* [Required action] In the entries below, some lines hold the string "returns"; please say how many, giving the number and nothing else.

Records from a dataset
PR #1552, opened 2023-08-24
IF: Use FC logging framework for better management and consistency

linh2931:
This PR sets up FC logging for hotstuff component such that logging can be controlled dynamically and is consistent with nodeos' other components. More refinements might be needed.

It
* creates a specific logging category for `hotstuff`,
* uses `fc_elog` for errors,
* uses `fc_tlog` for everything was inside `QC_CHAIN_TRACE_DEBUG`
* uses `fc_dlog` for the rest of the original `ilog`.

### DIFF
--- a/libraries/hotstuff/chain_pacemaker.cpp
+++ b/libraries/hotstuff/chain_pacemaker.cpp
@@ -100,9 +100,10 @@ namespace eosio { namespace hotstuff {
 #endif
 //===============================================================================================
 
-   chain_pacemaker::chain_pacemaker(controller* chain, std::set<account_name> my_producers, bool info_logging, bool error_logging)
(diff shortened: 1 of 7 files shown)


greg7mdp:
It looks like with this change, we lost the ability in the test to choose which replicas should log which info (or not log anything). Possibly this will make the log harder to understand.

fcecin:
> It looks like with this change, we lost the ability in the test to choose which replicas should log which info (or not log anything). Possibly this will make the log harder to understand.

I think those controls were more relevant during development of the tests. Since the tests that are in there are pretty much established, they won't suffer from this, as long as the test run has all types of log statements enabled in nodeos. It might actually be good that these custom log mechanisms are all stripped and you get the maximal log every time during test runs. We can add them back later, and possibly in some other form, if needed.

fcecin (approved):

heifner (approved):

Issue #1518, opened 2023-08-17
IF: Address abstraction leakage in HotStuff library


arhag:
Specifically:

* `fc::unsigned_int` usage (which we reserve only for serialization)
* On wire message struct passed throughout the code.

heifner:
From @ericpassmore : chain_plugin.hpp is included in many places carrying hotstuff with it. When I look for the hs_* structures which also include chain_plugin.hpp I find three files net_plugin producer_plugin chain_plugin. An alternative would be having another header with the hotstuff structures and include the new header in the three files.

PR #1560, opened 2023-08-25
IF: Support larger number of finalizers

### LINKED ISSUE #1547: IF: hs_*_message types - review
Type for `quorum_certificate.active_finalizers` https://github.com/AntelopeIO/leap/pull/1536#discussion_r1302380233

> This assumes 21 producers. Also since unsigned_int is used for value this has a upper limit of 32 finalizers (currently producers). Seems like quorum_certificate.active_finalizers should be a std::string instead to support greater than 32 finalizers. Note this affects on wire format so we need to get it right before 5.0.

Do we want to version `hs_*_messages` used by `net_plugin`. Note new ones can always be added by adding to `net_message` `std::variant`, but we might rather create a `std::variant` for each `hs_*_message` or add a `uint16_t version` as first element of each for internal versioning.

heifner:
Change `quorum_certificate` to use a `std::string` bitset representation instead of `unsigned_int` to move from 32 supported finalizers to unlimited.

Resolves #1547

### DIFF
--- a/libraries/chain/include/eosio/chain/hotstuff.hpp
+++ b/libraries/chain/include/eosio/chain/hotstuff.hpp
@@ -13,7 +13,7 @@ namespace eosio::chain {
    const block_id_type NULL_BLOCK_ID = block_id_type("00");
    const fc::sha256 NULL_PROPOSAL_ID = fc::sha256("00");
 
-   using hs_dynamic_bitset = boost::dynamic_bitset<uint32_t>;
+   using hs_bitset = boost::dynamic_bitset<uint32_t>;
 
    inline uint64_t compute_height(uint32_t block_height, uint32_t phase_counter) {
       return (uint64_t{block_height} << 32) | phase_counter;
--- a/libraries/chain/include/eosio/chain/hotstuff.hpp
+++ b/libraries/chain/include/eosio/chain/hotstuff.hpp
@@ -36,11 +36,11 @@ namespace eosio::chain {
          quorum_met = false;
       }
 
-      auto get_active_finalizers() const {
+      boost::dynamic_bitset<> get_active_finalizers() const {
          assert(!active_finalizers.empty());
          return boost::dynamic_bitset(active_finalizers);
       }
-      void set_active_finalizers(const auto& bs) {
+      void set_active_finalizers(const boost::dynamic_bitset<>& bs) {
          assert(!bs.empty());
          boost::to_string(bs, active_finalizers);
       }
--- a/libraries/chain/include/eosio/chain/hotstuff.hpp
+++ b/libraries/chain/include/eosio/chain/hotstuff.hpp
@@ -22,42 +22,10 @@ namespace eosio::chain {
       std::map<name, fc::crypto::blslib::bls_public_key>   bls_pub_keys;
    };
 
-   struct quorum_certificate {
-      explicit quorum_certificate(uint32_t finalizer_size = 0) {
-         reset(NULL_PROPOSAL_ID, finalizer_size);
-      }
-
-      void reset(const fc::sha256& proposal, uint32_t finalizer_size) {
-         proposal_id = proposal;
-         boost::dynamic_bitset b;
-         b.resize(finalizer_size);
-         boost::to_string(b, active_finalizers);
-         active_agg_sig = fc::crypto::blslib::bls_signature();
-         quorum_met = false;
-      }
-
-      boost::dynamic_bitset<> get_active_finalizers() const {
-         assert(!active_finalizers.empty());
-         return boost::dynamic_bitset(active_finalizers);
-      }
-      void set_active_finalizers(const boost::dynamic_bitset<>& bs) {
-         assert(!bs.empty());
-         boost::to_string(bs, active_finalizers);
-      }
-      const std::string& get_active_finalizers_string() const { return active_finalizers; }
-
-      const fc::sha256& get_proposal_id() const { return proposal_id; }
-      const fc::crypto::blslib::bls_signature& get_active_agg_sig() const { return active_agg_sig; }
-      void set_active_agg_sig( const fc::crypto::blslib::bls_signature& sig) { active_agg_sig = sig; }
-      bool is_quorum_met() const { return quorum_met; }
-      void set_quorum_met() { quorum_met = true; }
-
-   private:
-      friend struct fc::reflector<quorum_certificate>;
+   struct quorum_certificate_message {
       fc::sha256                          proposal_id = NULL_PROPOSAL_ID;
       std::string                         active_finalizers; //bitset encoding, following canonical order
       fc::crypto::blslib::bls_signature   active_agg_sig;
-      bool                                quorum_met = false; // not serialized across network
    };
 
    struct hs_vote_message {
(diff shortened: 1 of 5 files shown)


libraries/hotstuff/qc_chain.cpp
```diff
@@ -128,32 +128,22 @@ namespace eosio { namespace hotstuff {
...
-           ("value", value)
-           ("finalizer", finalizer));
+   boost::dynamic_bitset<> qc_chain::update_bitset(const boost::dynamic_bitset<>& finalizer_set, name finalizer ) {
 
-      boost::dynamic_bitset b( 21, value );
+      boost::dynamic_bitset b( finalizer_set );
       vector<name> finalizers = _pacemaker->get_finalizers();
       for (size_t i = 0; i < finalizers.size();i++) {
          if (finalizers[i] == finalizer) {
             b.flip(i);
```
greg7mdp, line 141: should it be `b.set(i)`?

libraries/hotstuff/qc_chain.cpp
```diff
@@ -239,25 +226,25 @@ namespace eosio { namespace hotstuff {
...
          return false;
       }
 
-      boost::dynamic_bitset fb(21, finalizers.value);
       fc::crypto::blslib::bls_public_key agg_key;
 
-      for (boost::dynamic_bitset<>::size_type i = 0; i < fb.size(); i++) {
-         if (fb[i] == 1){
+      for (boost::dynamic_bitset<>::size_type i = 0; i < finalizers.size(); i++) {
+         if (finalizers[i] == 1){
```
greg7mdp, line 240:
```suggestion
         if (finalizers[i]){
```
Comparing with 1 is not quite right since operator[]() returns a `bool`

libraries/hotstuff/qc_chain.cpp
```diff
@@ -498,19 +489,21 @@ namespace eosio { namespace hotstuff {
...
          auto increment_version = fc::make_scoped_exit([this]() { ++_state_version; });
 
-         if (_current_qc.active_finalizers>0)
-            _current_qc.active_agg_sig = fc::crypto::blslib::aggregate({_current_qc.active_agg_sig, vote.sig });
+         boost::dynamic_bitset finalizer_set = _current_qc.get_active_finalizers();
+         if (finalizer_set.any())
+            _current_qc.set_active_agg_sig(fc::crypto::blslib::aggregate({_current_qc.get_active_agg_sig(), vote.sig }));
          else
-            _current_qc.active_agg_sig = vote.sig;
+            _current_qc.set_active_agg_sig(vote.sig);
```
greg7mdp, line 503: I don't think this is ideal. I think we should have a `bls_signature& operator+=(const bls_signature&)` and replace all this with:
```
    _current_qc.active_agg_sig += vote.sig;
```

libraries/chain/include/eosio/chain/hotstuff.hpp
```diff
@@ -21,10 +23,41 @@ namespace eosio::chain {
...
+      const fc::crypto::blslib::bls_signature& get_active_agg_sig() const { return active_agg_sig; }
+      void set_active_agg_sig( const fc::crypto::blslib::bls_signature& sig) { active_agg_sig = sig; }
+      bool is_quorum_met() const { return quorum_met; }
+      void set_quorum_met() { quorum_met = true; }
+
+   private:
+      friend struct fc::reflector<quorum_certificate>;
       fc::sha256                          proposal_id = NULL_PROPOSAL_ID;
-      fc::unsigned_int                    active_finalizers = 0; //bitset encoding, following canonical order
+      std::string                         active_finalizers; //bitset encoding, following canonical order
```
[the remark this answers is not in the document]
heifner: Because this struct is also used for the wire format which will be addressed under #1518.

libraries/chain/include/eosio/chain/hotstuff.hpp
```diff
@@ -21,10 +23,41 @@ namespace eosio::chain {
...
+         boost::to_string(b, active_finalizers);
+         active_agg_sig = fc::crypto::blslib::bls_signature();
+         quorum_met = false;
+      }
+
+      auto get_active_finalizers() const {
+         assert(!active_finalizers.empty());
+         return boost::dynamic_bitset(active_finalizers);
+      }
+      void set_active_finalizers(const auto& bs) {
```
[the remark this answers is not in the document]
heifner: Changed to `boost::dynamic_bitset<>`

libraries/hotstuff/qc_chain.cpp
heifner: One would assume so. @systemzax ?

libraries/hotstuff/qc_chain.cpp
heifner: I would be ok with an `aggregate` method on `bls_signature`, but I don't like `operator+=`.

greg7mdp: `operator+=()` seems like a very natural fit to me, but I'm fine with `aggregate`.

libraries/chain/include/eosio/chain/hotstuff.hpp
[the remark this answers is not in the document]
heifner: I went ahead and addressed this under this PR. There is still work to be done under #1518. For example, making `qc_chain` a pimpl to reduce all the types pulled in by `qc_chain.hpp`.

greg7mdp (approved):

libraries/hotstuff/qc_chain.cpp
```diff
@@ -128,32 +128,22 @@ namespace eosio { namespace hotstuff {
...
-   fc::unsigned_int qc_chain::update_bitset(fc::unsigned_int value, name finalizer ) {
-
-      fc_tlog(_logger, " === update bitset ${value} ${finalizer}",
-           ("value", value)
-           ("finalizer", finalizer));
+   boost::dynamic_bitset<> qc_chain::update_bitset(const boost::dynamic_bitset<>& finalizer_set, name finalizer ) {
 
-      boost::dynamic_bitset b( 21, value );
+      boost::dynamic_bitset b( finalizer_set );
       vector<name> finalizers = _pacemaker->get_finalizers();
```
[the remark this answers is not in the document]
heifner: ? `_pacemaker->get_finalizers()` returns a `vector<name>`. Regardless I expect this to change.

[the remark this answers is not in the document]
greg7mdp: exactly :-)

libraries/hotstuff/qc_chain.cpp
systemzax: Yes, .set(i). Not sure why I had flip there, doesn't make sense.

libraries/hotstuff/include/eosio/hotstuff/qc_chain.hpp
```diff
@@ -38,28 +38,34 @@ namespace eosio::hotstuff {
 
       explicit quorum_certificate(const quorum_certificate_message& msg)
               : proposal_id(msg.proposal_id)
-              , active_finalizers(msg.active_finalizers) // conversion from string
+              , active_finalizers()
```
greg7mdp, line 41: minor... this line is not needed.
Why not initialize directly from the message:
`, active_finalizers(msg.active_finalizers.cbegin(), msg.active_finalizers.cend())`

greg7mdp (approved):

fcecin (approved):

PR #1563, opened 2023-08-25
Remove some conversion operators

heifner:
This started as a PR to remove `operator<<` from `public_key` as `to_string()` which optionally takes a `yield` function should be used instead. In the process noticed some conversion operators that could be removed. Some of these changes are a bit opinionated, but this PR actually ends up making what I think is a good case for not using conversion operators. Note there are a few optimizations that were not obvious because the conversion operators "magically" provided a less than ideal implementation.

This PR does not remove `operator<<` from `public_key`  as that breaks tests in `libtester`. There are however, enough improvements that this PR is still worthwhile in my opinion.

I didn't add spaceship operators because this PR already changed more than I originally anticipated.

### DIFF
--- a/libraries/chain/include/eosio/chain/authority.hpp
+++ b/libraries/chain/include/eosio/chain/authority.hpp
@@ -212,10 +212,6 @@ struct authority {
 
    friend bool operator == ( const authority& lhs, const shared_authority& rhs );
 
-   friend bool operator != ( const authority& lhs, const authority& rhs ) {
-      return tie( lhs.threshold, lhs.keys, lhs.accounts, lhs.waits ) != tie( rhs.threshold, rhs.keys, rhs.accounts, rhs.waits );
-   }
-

* [Exercise response] 2